Für die Aufklärung der nächsten Generation ist Friederike Flacke zuständig. Von ihrer Erscheinung her ist sie das Gegenstück zum kräftigen, traurigen Sven Gärtner. Eine kleine, zierliche Person, sie lacht viel und gerne, es ist ein herzliches Lachen. Jede Woche zieht sie durch die Neuköllner Schulen und klärt auf. Um die tausend Schüler haben ihr vergangenes Jahr zugehört. Schon die Zwölfjährigen in den sechsten Klassen kennen über ihre Eltern die einschlägigen Begriffe: Schufa, Dispokredit, Mietrückstände, Stromschulden. Die Älteren in den neunten oder zehnten Klassen haben schon eigene Erfahrungen gemacht. Mit Handyverträgen, Internetbestellungen. „Ein Handy haben die heute ja alle“, sagt Friederike Flacke – und dass zu ihrer Schulzeit noch keiner eines hatte. Friederike Flacke ist 28 Jahre alt.

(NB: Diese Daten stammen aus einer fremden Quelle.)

PR #4544, opened 2020-02-15
Add `MessageLocalizer`, `LocalMessageProvider`

mwjames:

- Adds `MessageLocalizer`
- Adds `LocalMessageProvider` and `runLocalMessageCopy.php`

This PR includes:
- [x] CI build passed

### DIFF
--- a/SemanticMediaWiki.php
+++ b/SemanticMediaWiki.php
@@ -55,6 +55,13 @@ class SemanticMediaWiki {
 			}
 		}
 
+		/**
+		 * @see https://www.mediawiki.org/wiki/Localisation#Localising_namespaces_and_special_page_aliases
+		 */
+		$GLOBALS['wgMessagesDirs']['SemanticMediaWiki'] = __DIR__ . '/i18n';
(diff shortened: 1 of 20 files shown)


mwjames:
@kghbln FYI

`LocalMessageProvider` and `runLocalMessageCopy.php` is a continuation of https://github.com/SemanticMediaWiki/SemanticMediaWiki/pull/4438#issuecomment-576031115 which provides an interface for local messages.

The background is that maintenance scripts contain mostly `en` text and the `LocalMessageProvider` can be used as bridge to provide translatable text snippets while being independent of the standard MW system. For example, ` i18n/local/maintenance.i18n.json` contains texts that can be used in maintenance scripts as demonstrated in `maintenance/runLocalMessageCopy.php`.

I added the `runLocalMessageCopy.php` (and it notes "This script is not expected to be used by any user or administrator and is only provided for convenience to the Semantic MediaWiki project.") to allow to copy messages from a local file (such as `maintenance.i18n.json` to the canonical `en.json`) and copy translated messages from a MW owned i18n file back to the local file.

Whether we want to make text in scripts using a local message or not is a different discussion, or whether non English text should be shown (based on the `wgLanguageCode` setting) or not is again another discussion. This PR merely opens the possibility to do so in future.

Wenn sie vor den Schülern steht, will sie als Erstes wissen: „Wer bezahlt euch das denn?“ Fast immer sind es die Eltern, die wenigsten Schüler haben eine Vorstellung davon, wie viel sie vertelefonieren. „Wie soll sich da so etwas wie ein Kostenbewusstsein entwickeln?“ Ein Mädchen hat von einer Freundin erzählt, die drei Handyverträge gleichzeitig abgeschlossen hatte und mit den Zahlungen nicht mehr hinterherkam. Eine andere kennt jemanden, der im Gefängnis sitzt, weil er zu oft beim Schwarzfahren in der U-Bahn erwischt wurde. Die Eltern hatten ihm kein Fahrgeld gegeben.

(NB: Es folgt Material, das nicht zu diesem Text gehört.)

PR #4546, opened 2020-02-15
[ES] Remove redirect from index, refs 4498

mwjames:
This PR is made in reference to: #4498

- Before the #4498, the diff would have marked any `redi` related change as to be deleted, with a `Document` instance created from a `SemanticData` object the check for a redirect (`_REDI`) as to be explicit

This PR includes:
- [x] CI build passed

## Issue 

https://sandbox.semantic-mediawiki.org/wiki/Issue

image


mwjames:
@kghbln FYI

Gärtners Prognose für die Zukunft fällt schlecht aus. „Wenn wir nicht gegensteuern, wird die Schuldnerquote in den nächsten Jahren auf über 60 Prozent steigen. Dann haben wir hier richtige Slums.“ Er würde den Verantwortlichen im Senat gerne mal sagen, dass das Herumdoktern an Symptomen nichts bringe. Dass es Blödsinn sei, beim Quartiersmanagement Minikieze zu definieren und schon an der nächsten Straßenecke die Förderung einzustellen. „Ganz Nordneukölln müsste vom Quartiersmanagement finanziert werden, vom Hermannplatz bis zum Teltowkanal.“ Ein positives Zeichen sei immerhin, dass die Schuldnerberatungen zu den wenigen Einrichtungen gehörten, denen Finanzsenator Thilo Sarrazin (SPD) ein bisschen mehr Geld bewilligte, als die Landesregierung vor ein paar Wochen über Nachbesserungen im Haushalt beriet.

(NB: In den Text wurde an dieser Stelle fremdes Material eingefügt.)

Issue #4505, opened 2020-02-03
Behaviour of namespaces changed in 3.1, e.g. $smwgNamespacesWithSemanticLinks


krabina:
### Setup and configuration

- SMW version:3.1
- MW version:1.31
- PHP version:7,2

### Issue
The issue showed up when using the CommentStreams extension. What happens is that in a working environment with SMW <3.1 and working CommentStreams, after upgrading to SMW 3.1.x CommentsStremas still worked, but no properties were set.

There are two workarounds for this.
1. set `$smwgNamespacesWithSemanticLinks[844] = true;`
(this step is usually not required, but helps as a workround).
BTW, [documentation](https://www.semantic-mediawiki.org/wiki/Help:$smwgNamespacesWithSemanticLinks) says it should be: `$smwgNamespacesWithSemanticLinks[NS_COMMENTSTREAMS] = true;`
(accoring to [CommentStreams namespaces](https://www.mediawiki.org/wiki/Extension_default_namespaces#CommentStreams))
But this results in PHP Notice: Use of undefined constant NS_COMMENTSTREAMS - assumed 'NS_COMMENTSTREAMS' as described in [here](https://www.semantic-mediawiki.org/wiki/Thread:Help_talk:$smwgNamespacesWithSemanticLinks/Can%27t_activate_smw_on_custom_namespace) (even tough enableSemantics is clearly before this)
2. load the extension CommentStreams **before** SMW

### Steps to reproduce
1. Install CommentStreams in a SMW 3.1.x installation, invoke it after SMW, then no properties are being saved.
2. Move enabling CommentStremas in LocalSettings.php before calling SMW and properties will get saved,

@kghbln indicated, this could be related to #4119

kghbln:
A third alternative will be to add `define( 'NS_COMMENTSTREAMS', 844 );` prior to invoking any extension.

cicalese:
The namespaces are created and $wmwgNamespacesWIthSemanticLinks is set by CommentStreams in an extension registration callback [0].

In SMW 3.0, it did not matter whether CommentStreams was loaded with wfLoadExtension() before or after calling enableSemantics(). In SMW 3.1, CommentStreams must be loaded before enableSemantics() is called. The error only occurs in SMW 3.1 if CommentStreams is loaded after enableSemantics() is called.

[...]

PR #4558, opened 2020-02-15
Add `Settings::override` during `Setup::init`, refs 4505

mwjames:
This PR is made in reference to: #4505

This PR includes:
- [ ] CI build passed

Fixes #

### DIFF
--- a/src/Setup.php
+++ b/src/Setup.php
@@ -98,7 +98,7 @@ final class Setup {
 	 * @since 3.0
 	 */
 	public static function isEnabled() {
-		return defined( 'SMW_VERSION' ) && $GLOBALS['smwgSemanticsEnabled'];
+		return defined( 'SMW_VERSION' ) && defined( 'SMW_EXTENSION_LOADED' );
 	}
 
 	/**
@@ -146,10 +146,6 @@ final class Setup {
 		$this->initMessageCallbackHandler();
 		$this->addDefaultConfigurations( $vars, $rootDir );
 
-		if ( CompatibilityMode::extensionNotEnabled() ) {
-			CompatibilityMode::disableSemantics();
-		}
-
 		$this->registerJobClasses( $vars );
 		$this->registerPermissions( $vars );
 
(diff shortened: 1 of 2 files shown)


tests/phpunit/includes/SettingsTest.php
```diff
@@ -99,6 +99,32 @@ public function testRegisterChangeListener() {
 		$instance->clearChangeListeners();
 	}
 
+	public function testOverride_ListingToOverride() {
+
+		$changeListener = $this->getMockBuilder( '\SMW\Listener\ChangeListener\ChangeListener' )
```
JeroenDeDauw: using `ChangeListener::class` helps static analysis tools find usage of `ChangeListener`

tests/phpunit/includes/SettingsTest.php
```diff
@@ -99,6 +99,32 @@ public function testRegisterChangeListener() {
...
+			->with( $this->equalTo( 'Foo' ) )
+			->will( $this->returnValue( true ) );
+
+		$changeListener->expects( $this->once() )
+			->method( 'setAttrs' )
+			->with( $this->equalTo( [ 'Foo' => 'Foobar' ] ) );
+
+		$changeListener->expects( $this->once() )
+			->method( 'trigger' )
+			->with( $this->equalTo( 'Foo' ) );
```
JeroenDeDauw: Using the mock API like this binds the settings test to ChangeListener in a way not detectable by static analysis. Doing a rename (using a tool) of one of these methods will cause failure here. Maybe that is fair enough inside of a test for ChangeListener or closely related code, but it is strange for a settings test.

mwjames: >  ChangeListener in a way not detectable by static analysis. 

I'm not worried about any static analysis or tools and for this particular case I'm interested in whether the overridden value is send to a change listener in a form I expect it to do.

JeroenDeDauw: My comment is not specific to this particular case either.

My concern is that if you write this kind of tests consistently, you end up with a codebase that is both brittle and hard to refactor.

I've seen much worse offenders than this one in SMW. Every time I see a PHPUnit mock returning another PHPUnit mock I die a bit inside. So. Much. Coupling.

JeroenDeDauw: > Maybe that is fair enough inside of a test for ChangeListener or closely related code, but it is strange for a settings test.

I just had a closer look at this test in my IDE since I did not understand how it worked. Now I see ChangeListener is invoked via `set`. So this is closely related code, making that particular concern not applicable to this test.

includes/Settings.php
```diff
@@ -218,6 +218,23 @@ public static function newFromGlobals() {
 		return self::$instance;
 	}
 
+	/**
+	 * @since 3.2
+	 *
+	 * @param array $vars
+	 */
+	public function override( array $vars ) {
```
JeroenDeDauw: Is this method suppose to be package public? In other words: is it meant to be used by extensions to SMW?

tests/phpunit/includes/SettingsTest.php
mwjames: > Every time I see a PHPUnit mock returning another PHPUnit mock I die a bit inside. So. Much. Coupling.

Yes, I could create a `SpyChangeListener` to only be concerned about the output instead of checking particular methods but then I would have to write another piece of code just to encapsulate the `ChangeListener`. If start doing that I would never finish any code because of encapsulation concerns.

includes/Settings.php
mwjames: > Is this method suppose to be package public? In other words: is it meant to be used by extensions to SMW?

No, it should only be used during `Setup:init`.

JeroenDeDauw: https://github.com/SemanticMediaWiki/SemanticMediaWiki/pull/4560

Es sind die kleinen Erfolge, die den Leuten an der Richardstraße Hoffnung machen für die Zukunft. Sven Gärtner spricht von Klienten, die ihre Insolvenz hinter sich gebracht haben und heute noch in der Sprechstunde vorbeischauen, um zu fragen, ob sie diesen Vertrag unterzeichnen sollten oder jenen Kredit aufnehmen dürften. Seine Kollegin Friederike Flacke erinnert sich an eine junge Frau mit Kind, die mit 10 000 Euro Schulden und um die zehn Gläubigern klarkommen musste. Handy, Versandhaus, Stromrechnung: die Klassiker. „Aber die Frau hatte Biss. Die hat alle Friseurgeschäfte abgeklappert, irgendwann hat sie dann eine Lehrstelle gefunden. Ihre Oma hat einen Teil der Schulden übernommen.“ Frau Flacke strahlt. „Der Vergleich mit den Gläubigern läuft, die Frau wird bald schuldenfrei sein.“ Eine weniger, die sich donnerstags um neun in die lange Schlange an der Richardstraße einreiht.